- _Directions_
Will you transcribe the entries that follow, exactly and in full?

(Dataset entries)

PR #1524, opened 2024-09-11
feat: v3 EsSupportCard

hroth1994:
### 🔗 Linked issue

https://energysage.atlassian.net/browse/CED-1786

### ❓ Type of change

### 📚 Description

Create EsSupportCard with the [same props API](https://design.energysage.dev/organisms/es-support-card/) for backwards compatibility. Docs page uses `fullWidthComponent` layout instead of default, and the props and slots tables now use `ds-prop-table`.

### 🥼 Testing

Tested locally on http://localhost:8500/organisms/support-card

- General

### 📝 Checklist

### DIFF
--- a/es-ds-components/components/es-support-card.vue
+++ b/es-ds-components/components/es-support-card.vue
@@ -1,0 +1,150 @@
+<script setup lang="ts">
+const props = defineProps({
+    constrained: {
+        type: Boolean,
+        default: false,
+    },
+    imageAltText: {
+        type: String,
+        default: '',
+    },
+    imageSrc: {
+        type: String,
+        default: '',
+    },
+    primaryCtaTarget: {
+        type: String,
+        default: '_blank',
+    },
+    primaryCtaText: {
+        type: String,
+        required: true,
+    },
+    primaryCtaUrl: {
+        type: String,
+        required: true,
+    },
+    secondaryCtaTarget: {
+        type: String,
+        default: '_blank',
+    },
+    secondaryCtaText: {
+        type: String,
+        default: '',
+    },
+    secondaryCtaUrl: {
+        type: String,
+        default: '',
+    },
+});
+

- _Answer to this problem_
PR #1524, opened 2024-09-11
feat: v3 EsSupportCard

hroth1994:
### 🔗 Linked issue

https://energysage.atlassian.net/browse/CED-1786

### ❓ Type of change

### 📚 Description

Create EsSupportCard with the [same props API](https://design.energysage.dev/organisms/es-support-card/) for backwards compatibility. Docs page uses `fullWidthComponent` layout instead of default, and the props and slots tables now use `ds-prop-table`.

### 🥼 Testing

Tested locally on http://localhost:8500/organisms/support-card

- General

### 📝 Checklist

### DIFF
--- a/es-ds-components/components/es-support-card.vue
+++ b/es-ds-components/components/es-support-card.vue
@@ -1,0 +1,150 @@
+<script setup lang="ts">
+const props = defineProps({
+    constrained: {
+        type: Boolean,
+        default: false,
+    },
+    imageAltText: {
+        type: String,
+        default: '',
+    },
+    imageSrc: {
+        type: String,
+        default: '',
+    },
+    primaryCtaTarget: {
+        type: String,
+        default: '_blank',
+    },
+    primaryCtaText: {
+        type: String,
+        required: true,
+    },
+    primaryCtaUrl: {
+        type: String,
+        required: true,
+    },
+    secondaryCtaTarget: {
+        type: String,
+        default: '_blank',
+    },
+    secondaryCtaText: {
+        type: String,
+        default: '',
+    },
+    secondaryCtaUrl: {
+        type: String,
+        default: '',
+    },
+});
+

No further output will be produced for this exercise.